I chatted with an IT guy about our psychiatric histories for a while. He told me about how taking too much Klonopin fucked his memory for a while. I shared my Ambien horror stories. There's a sadness to commiserating with someone over the science experiment your body becomes when you're trying to treat mental illness medically. I talked an older woman professor about gentrification and the history of New York. It was all very friendly but I wasn't there to make friends. Throughout the walk, I kept wondering why I was even there. To find some sort of emotional respite? To feel better about being alive?
Something that did successfully make me feel better about living: Being in the park was a reminder of the majesty of New York, something I'm largely immune to because I grew up here.

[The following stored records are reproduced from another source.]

PR #110, opened 2024-07-05
VB-3918 future visit single page

hutcheonb-moj:
Visit details page for future visits


server/constants/prisonInformation.ts
```diff
@@ -0,0 +1,30 @@
...
+    prisonName: 'Drake Hall (HMP)',
+    prisonPhoneNumber: '0121 661 2101',
+    prisonWebsite: 'https://www.gov.uk/guidance/drake-hall-prison',
+  },
+  FHI: {
+    prisonName: 'Foston Hall (HMP)',
+    prisonPhoneNumber: '0121 661 2101',
+    prisonWebsite: 'https://www.gov.uk/guidance/foston-hall-prison',
+  },
+} as const
```
psoleckimoj, line 18: Do you need this when it's declared as a `const`?

server/routes/bookings/bookingDetailsController.ts
```diff
@@ -0,0 +1,48 @@
...
+
+      // if manual number entered (larger than current number of visits in session data)
+      // redirect to bookings page
+      if (visitNumber > bookings.length) {
+        return res.redirect(paths.BOOKINGS.HOME)
+      }
+
+      const prisoner = booker.prisoners[0]
+
+      const { prisonName, prisonPhoneNumber, prisonWebsite } = getPrisonInformation(prisoner.prisonCode)
```
psoleckimoj, line 31: Is this not available from any APIs anywhere? Just wondering if we could get this from a central place as we don't really want an app to be the source of truth for these details?

hutcheonb-moj: it was agreed that for now we'd hard code these - thats why i've added them into a constant file (we were duplicating it across places)

server/constants/prisonInformation.ts
hutcheonb-moj: just following practices used in Staff UI (has same method, same way of definition etc)

server/routes/testutils/testData.ts
```diff
@@ -126,7 +126,7 @@ export default class TestData {
     endTimestamp = '2024-05-30T11:30:00',
     visitNotes = [],
     visitContact = { name: 'Joan Phillips', telephone: '01234 567890' },
-    visitors = [{ nomisPersonId: 1234, visitContact: true }],
+    visitors = [{ nomisPersonId: 1234, visitContact: true, firstName: 'Keith', lastName: 'Phillips' }],
```
tpmcgowan, line 129: Is this test data logically correct? if `visitors[0]` has `visitContact: true` then the name should match what's in `visitContact`?

server/constants/prisonInformation.ts
tpmcgowan: Probably me that originally put the `as const` in 😅 ! If I remember correctly, I *think* it stops the data being modified. E.g. if you have `const name = 'Tom'` then you can't change it. But if you had `const person = { name: 'Tom' }`, you can't change the whole object but you could do `person.name = 'xyz'` - which we wouldn't want.

server/views/pages/bookings/visit.njk
```diff
@@ -0,0 +1,92 @@
+{% set activeLink = 'bookings-link' %}
+{% extends "../../partials/layout.njk" %}
+
+{% set pageTitle = "Bookings" %}
```
tpmcgowan, line 4:
```suggestion
{% set pageTitle = "Visit booking details" %}
```

... perhaps then use this variable in line 13 for the `h1` (in fact we should probably do this elsewhere as a searate tweak as it looks like we're duplicating the `title` and `h1` text in most of the other templates!)

server/routes/bookings/bookingDetailsController.ts
```diff
@@ -0,0 +1,48 @@
...
+        prisonName,
+        prisonPhoneNumber,
+        prisonWebsite,
+        showServiceNav: true,
+      })
+    }
+  }
+
+  public validate(): ValidationChain[] {
+    return [param('visitNumber').exists().notEmpty().toInt().isInt({ min: 1 })]
```
tpmcgowan, line 46:
```suggestion
    return [param('visitNumber').toInt().isInt({ min: 1 })]
```
I think this should achieve the same result with fewer tests.

server/routes/bookings/bookingDetailsController.ts
```diff
@@ -0,0 +1,48 @@
...
+export default class BookingDetailsController {
+  public constructor(private readonly visitService: VisitService) {}
+
+  public view(): RequestHandler {
+    return async (req, res) => {
+      const { booker, bookings } = req.session
+
+      const errors = validationResult(req)
+      if (!errors.isEmpty()) {
+        req.flash('errors', errors.array())
```
tpmcgowan, line 16:
```suggestion
```
Don't want to set flash here as we don't load it where you're redirecting to. This means it could randomly appear on the next page they hit where `flash('errors')` is read!

server/routes/bookings/bookingDetailsController.ts
```diff
@@ -0,0 +1,48 @@
...
+        return res.redirect(paths.BOOKINGS.HOME)
+      }
+
+      const visitNumber = +req.params.visitNumber
```
tpmcgowan, line 20:
```suggestion
      const { visitNumber } = matchedData<{ visitNumber: number }>(req)
```

server/routes/bookings/bookingDetailsController.ts
```diff
@@ -0,0 +1,48 @@
...
+      const visit = bookings[visitNumber - 1]
+
+      // if manual number entered (larger than current number of visits in session data)
+      // redirect to bookings page
+      if (visitNumber > bookings.length) {
+        return res.redirect(paths.BOOKINGS.HOME)
+      }
```
tpmcgowan, line 27: Might want to re-order to check first if visitNumber is going to be out of bounds for the array. E.g. currently it will try to access `bookings[999]` and assign to `visit` **before** checking if this is a valid value.

server/routes/bookings/bookingDetailsController.test.ts
```diff
@@ -0,0 +1,70 @@
...
+})
+
+describe('View single booking', () => {
+  it('should render the booking details page', () => {
+    return request(app)
+      .get(`${paths.BOOKINGS.VISIT}/1`)
+      .expect('Content-Type', /html/)
+      .expect(res => {
+        const $ = cheerio.load(res.text)
+        expect($('title').text()).toMatch(/^Bookings -/)
```
tpmcgowan, line 42:
```suggestion
        expect($('title').text()).toMatch(/^Visit booking details -/)
```

server/routes/bookings/bookingDetailsController.test.ts
```diff
@@ -0,0 +1,70 @@
...
+        expect($('[data-test="back-link"]').length).toBe(1)
```
tpmcgowan, line 43:
```suggestion
        expect($('[data-test="back-link"]').attr('href')).toBe(paths.BOOKINGS.HOME)
```
Should check that the link is correct; not just that it exists.

integration_tests/e2e/futureVisits.cy.ts
```diff
@@ -30,5 +35,18 @@ context('Bookings home page', () => {
     bookingsPage.visitStartTime(1).contains('10am')
     bookingsPage.visitEndTime(1).contains('11:30am')
     bookingsPage.visitReference(1).contains('ab-cd-ef-gh')
+
+    bookingsPage.visitLink(1).click()
```
tpmcgowan, line 39: GH won't let me comment on line 22, but now that the test has been extended, perhaps update the description. E.g.:
```
it('should show bookings home page with a future visit and navigate to view the visit details', () => {
```
... or similar 🤷‍♂️

tpmcgowan (approved):
LGTM!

While the walk wasn't a bad experience by any means, it wasn't right for me. In the company of strangers, I don't feel less alone. Moreover, being lonely isn't my fundamental issue. Mental Health Mates seems useful for people who don't already have a large support network, who feel like their mental health issues make them freaks. But I'm not afraid of being a freak—I actually enjoy it. The walk was nevertheless valuable—it reminded how lucky I am to have a huge support network, people I love who I'm effortlessly straightforward with about my mental health.